#### DATA FOR PROCESSING:
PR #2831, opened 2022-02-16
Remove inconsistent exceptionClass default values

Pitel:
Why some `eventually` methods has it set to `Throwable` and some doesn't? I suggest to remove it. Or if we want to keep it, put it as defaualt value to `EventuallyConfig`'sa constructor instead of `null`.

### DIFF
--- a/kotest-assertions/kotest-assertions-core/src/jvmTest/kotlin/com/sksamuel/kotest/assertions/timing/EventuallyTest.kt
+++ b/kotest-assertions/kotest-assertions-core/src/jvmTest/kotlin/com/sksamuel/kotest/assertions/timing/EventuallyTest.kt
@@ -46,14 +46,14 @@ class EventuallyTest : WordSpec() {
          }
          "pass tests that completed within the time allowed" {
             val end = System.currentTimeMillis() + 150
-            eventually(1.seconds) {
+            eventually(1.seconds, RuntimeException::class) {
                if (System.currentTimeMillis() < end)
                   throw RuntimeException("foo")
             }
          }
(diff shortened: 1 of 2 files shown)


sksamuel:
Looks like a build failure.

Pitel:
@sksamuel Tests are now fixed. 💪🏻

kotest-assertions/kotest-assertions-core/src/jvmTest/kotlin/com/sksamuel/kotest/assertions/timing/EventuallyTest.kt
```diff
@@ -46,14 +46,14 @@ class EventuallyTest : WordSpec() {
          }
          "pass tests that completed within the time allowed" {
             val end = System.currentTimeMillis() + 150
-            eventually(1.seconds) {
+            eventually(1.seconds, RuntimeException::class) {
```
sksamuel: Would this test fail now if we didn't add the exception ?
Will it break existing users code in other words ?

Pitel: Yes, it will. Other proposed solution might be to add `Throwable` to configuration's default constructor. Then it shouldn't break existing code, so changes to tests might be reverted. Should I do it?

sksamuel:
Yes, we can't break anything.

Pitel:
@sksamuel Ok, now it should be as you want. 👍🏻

#### PROBLEM REQUIREMENTS:
Give back the complete material verbatim.

#### FINISHED TASK:
PR #2831, opened 2022-02-16
Remove inconsistent exceptionClass default values

Pitel:
Why some `eventually` methods has it set to `Throwable` and some doesn't? I suggest to remove it. Or if we want to keep it, put it as defaualt value to `EventuallyConfig`'sa constructor instead of `null`.

### DIFF
--- a/kotest-assertions/kotest-assertions-core/src/jvmTest/kotlin/com/sksamuel/kotest/assertions/timing/EventuallyTest.kt
+++ b/kotest-assertions/kotest-assertions-core/src/jvmTest/kotlin/com/sksamuel/kotest/assertions/timing/EventuallyTest.kt
@@ -46,14 +46,14 @@ class EventuallyTest : WordSpec() {
          }
          "pass tests that completed within the time allowed" {
             val end = System.currentTimeMillis() + 150
-            eventually(1.seconds) {
+            eventually(1.seconds, RuntimeException::class) {
                if (System.currentTimeMillis() < end)
                   throw RuntimeException("foo")
             }
          }
(diff shortened: 1 of 2 files shown)


sksamuel:
Looks like a build failure.

Pitel:
@sksamuel Tests are now fixed. 💪🏻

kotest-assertions/kotest-assertions-core/src/jvmTest/kotlin/com/sksamuel/kotest/assertions/timing/EventuallyTest.kt
```diff
@@ -46,14 +46,14 @@ class EventuallyTest : WordSpec() {
          }
          "pass tests that completed within the time allowed" {
             val end = System.currentTimeMillis() + 150
-            eventually(1.seconds) {
+            eventually(1.seconds, RuntimeException::class) {
```
sksamuel: Would this test fail now if we didn't add the exception ?
Will it break existing users code in other words ?

Pitel: Yes, it will. Other proposed solution might be to add `Throwable` to configuration's default constructor. Then it shouldn't break existing code, so changes to tests might be reverted. Should I do it?

sksamuel:
Yes, we can't break anything.

Pitel:
@sksamuel Ok, now it should be as you want. 👍🏻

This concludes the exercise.